[Excerpts from a dataset]
PR #834, opened 2015-04-03
Update Kentico CMS recognition and icon

ondrejsevcik:
Hi, I've update Kentico CMS recognition. The headers and meta recognition was removed, because html recognition works across all versions of Kentico CMS.  

Thank you.


AliasIO:
There's no reason to remove it though, especially since the generator meta tag includes version information. I'll fix the URL up though.

PR #836, opened 2015-04-07
Added CA Single Sign-On signature

atcazzual:
- Added CA Single Sign-On signature and new 'Identity Management' category for it
- Added the LiSESSIONID cookie back to the Lithium signature as it was mistakenly removed


AliasIO:
Thanks!

It may be better to split the HTML patterns up into an array.

Some more work needs to be done to add a category. All locales need to be updated, even if it's not translated. The category also needs to be assigned a priority in the Chrome and Firefox drivers, perhaps we can add it between "Marketing Automation" and "CDN".

https://github.com/AliasIO/Wappalyzer/blob/master/src/drivers/chrome/js/driver.js#L230
https://github.com/AliasIO/Wappalyzer/blob/master/src/drivers/firefox/lib/driver.js#L438

PR #838, opened 2015-04-09
Fix phantomjs problem with non ssl3 sites

m0sth8:
By default phantoms JS use SSLv3 only:
`  --ssl-protocol=<val>                 Sets the SSL protocol (supported protocols: 'SSLv3' (default), 'SSLv2', 'TLSv1', 'any')`
For this reason it doesn't work with non ssl3 sites like https://mail.ru.


AliasIO:
Excellent, thank you.

PR #839, opened 2015-04-09
Don't print status message in non verbose mode

m0sth8:


AliasIO:
That line can be deleted actually. I must have left it in there by accident.

PR #840, opened 2015-04-09
Add --resource-timeout argument

m0sth8:
Sometimes 9000 ms isn't enough


AliasIO:
I was planning on adding this, thanks!

PR #860, opened 2015-05-05
add cdnjs

PeterDaveHello:


q--:
According to @ElbertF in pull request #132, this category isn't meant for CDNs that only serve components and not the full web page.

PeterDaveHello:
hmmmm ... what about something like `web lib cdn`?

PR #862, opened 2015-05-11
Added SweetAlert icon

q--:
Created based on the logo.


q--:
@AliasIO Any idea why the tests failed? The problem does not appear to be with my commit.

AliasIO:
It looks like something broke at TravisCI's end. :)

PR #866, opened 2015-05-14
Add Orchard CMS support

urbanit:
Add Orchard CMS support


AliasIO:
Thanks!

src/apps.json
```diff
@@ -4131,6 +4131,16 @@
 			},
 			"website": "oracle.com"
 		},
+		"Orchard CMS": {
++			"cats": [
```
gadcam: "+" I think there is a little problem..

AliasIO: Not sure what that means, are they spaces?

q--: @AliasIO https://github.com/AliasIO/Wappalyzer/blob/master/src/apps.json#L4135

urbanit:
Is everything ok?

AliasIO:
Oh, right. Looks like this was copy/pasted from a diff? I'll fix it.

PR #871, opened 2015-05-24
Added Discuz! X

JLChnToZ:
[Discuz!](http://discuz.com) ([wiki](https://en.wikipedia.org/wiki/Discuz!)) is a popular forum software which is in use in many Chinese communities.


AliasIO:
Thanks!

PR #873, opened 2015-05-25
Add VTEX Integrated Store support

udlei:
Add VTEX Integrated Store Support


AliasIO:
Thanks! Can you please provide a 32x32 icon?

PR #878, opened 2015-06-02
Add Odoo

dfrankland:
Odoo is a suite of web based open source business apps. http://odoo.com


src/apps.json
```diff
@@ -3881,6 +3881,23 @@
...
+			"implies": [
+				"Python",
+				"PostgreSQL",
+				"node.js",
+				"Less"
+			],
+			"meta": {
+				"generator": "Odoo"
+			},
+			"html": "(<link[^>]* href=[^>]/web/css/(web\\.assets_common/|website\\.assets_frontend/)|<script[^>]* src=[^>]/web/js/(web\\.assets_common/|website\\.assets_frontend/))\\;confidence:50",
```
gadcam: You can use a script field for the second part of the pattern see https://github.com/AliasIO/Wappalyzer/wiki/Specification.
I think <code>[^>]</code> should be <code>[^>]+</code>

dfrankland:
@gadcam thanks for the heads up! I thought one could only match actual scripts instead of paths to scripts in the scripts field.

gadcam:
Thank you for contributing !
There is a bracket in more at the end of the script pattern, else everything is perfect.

dfrankland:
I was wondering why every page was showing 25% Confidence in Odoo lol. Removed the extra parentheses now.

AliasIO:
Thank you.

PR #879, opened 2015-06-02
Fix Travis

DaAwesomeP:
An odd character had been added to the first line and first character of `.travis.yml`, so Travis acted as if the file didn't exist.

Also, make sure that in the repo settings in Travis you set concourrent jobs to at least two and press enter (it may complain about validation, but it should work) if it still doesn't work.


AliasIO:
Thanks, I couldn't work it out. Perhaps it was a BOM character?

DaAwesomeP:
Yay! Wappalyzer is passing again.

**REQUIRED ACTION:**
Please copy out every line shown above, exactly.

**SOLUTION TO THIS TASK:**
PR #834, opened 2015-04-03
Update Kentico CMS recognition and icon

ondrejsevcik:
Hi, I've update Kentico CMS recognition. The headers and meta recognition was removed, because html recognition works across all versions of Kentico CMS.  

Thank you.


AliasIO:
There's no reason to remove it though, especially since the generator meta tag includes version information. I'll fix the URL up though.

PR #836, opened 2015-04-07
Added CA Single Sign-On signature

atcazzual:
- Added CA Single Sign-On signature and new 'Identity Management' category for it
- Added the LiSESSIONID cookie back to the Lithium signature as it was mistakenly removed


AliasIO:
Thanks!

It may be better to split the HTML patterns up into an array.

Some more work needs to be done to add a category. All locales need to be updated, even if it's not translated. The category also needs to be assigned a priority in the Chrome and Firefox drivers, perhaps we can add it between "Marketing Automation" and "CDN".

https://github.com/AliasIO/Wappalyzer/blob/master/src/drivers/chrome/js/driver.js#L230
https://github.com/AliasIO/Wappalyzer/blob/master/src/drivers/firefox/lib/driver.js#L438

PR #838, opened 2015-04-09
Fix phantomjs problem with non ssl3 sites

m0sth8:
By default phantoms JS use SSLv3 only:
`  --ssl-protocol=<val>                 Sets the SSL protocol (supported protocols: 'SSLv3' (default), 'SSLv2', 'TLSv1', 'any')`
For this reason it doesn't work with non ssl3 sites like https://mail.ru.


AliasIO:
Excellent, thank you.

PR #839, opened 2015-04-09
Don't print status message in non verbose mode

m0sth8:


AliasIO:
That line can be deleted actually. I must have left it in there by accident.

PR #840, opened 2015-04-09
Add --resource-timeout argument

m0sth8:
Sometimes 9000 ms isn't enough


AliasIO:
I was planning on adding this, thanks!

PR #860, opened 2015-05-05
add cdnjs

PeterDaveHello:


q--:
According to @ElbertF in pull request #132, this category isn't meant for CDNs that only serve components and not the full web page.

PeterDaveHello:
hmmmm ... what about something like `web lib cdn`?

PR #862, opened 2015-05-11
Added SweetAlert icon

q--:
Created based on the logo.


q--:
@AliasIO Any idea why the tests failed? The problem does not appear to be with my commit.

AliasIO:
It looks like something broke at TravisCI's end. :)

PR #866, opened 2015-05-14
Add Orchard CMS support

urbanit:
Add Orchard CMS support


AliasIO:
Thanks!

src/apps.json
```diff
@@ -4131,6 +4131,16 @@
 			},
 			"website": "oracle.com"
 		},
+		"Orchard CMS": {
++			"cats": [
```
gadcam: "+" I think there is a little problem..

AliasIO: Not sure what that means, are they spaces?

q--: @AliasIO https://github.com/AliasIO/Wappalyzer/blob/master/src/apps.json#L4135

urbanit:
Is everything ok?

AliasIO:
Oh, right. Looks like this was copy/pasted from a diff? I'll fix it.

PR #871, opened 2015-05-24
Added Discuz! X

JLChnToZ:
[Discuz!](http://discuz.com) ([wiki](https://en.wikipedia.org/wiki/Discuz!)) is a popular forum software which is in use in many Chinese communities.


AliasIO:
Thanks!

PR #873, opened 2015-05-25
Add VTEX Integrated Store support

udlei:
Add VTEX Integrated Store Support


AliasIO:
Thanks! Can you please provide a 32x32 icon?

PR #878, opened 2015-06-02
Add Odoo

dfrankland:
Odoo is a suite of web based open source business apps. http://odoo.com


src/apps.json
```diff
@@ -3881,6 +3881,23 @@
...
+			"implies": [
+				"Python",
+				"PostgreSQL",
+				"node.js",
+				"Less"
+			],
+			"meta": {
+				"generator": "Odoo"
+			},
+			"html": "(<link[^>]* href=[^>]/web/css/(web\\.assets_common/|website\\.assets_frontend/)|<script[^>]* src=[^>]/web/js/(web\\.assets_common/|website\\.assets_frontend/))\\;confidence:50",
```
gadcam: You can use a script field for the second part of the pattern see https://github.com/AliasIO/Wappalyzer/wiki/Specification.
I think <code>[^>]</code> should be <code>[^>]+</code>

dfrankland:
@gadcam thanks for the heads up! I thought one could only match actual scripts instead of paths to scripts in the scripts field.

gadcam:
Thank you for contributing !
There is a bracket in more at the end of the script pattern, else everything is perfect.

dfrankland:
I was wondering why every page was showing 25% Confidence in Odoo lol. Removed the extra parentheses now.

AliasIO:
Thank you.

PR #879, opened 2015-06-02
Fix Travis

DaAwesomeP:
An odd character had been added to the first line and first character of `.travis.yml`, so Travis acted as if the file didn't exist.

Also, make sure that in the repo settings in Travis you set concourrent jobs to at least two and press enter (it may complain about validation, but it should work) if it still doesn't work.


AliasIO:
Thanks, I couldn't work it out. Perhaps it was a BOM character?

DaAwesomeP:
Yay! Wappalyzer is passing again.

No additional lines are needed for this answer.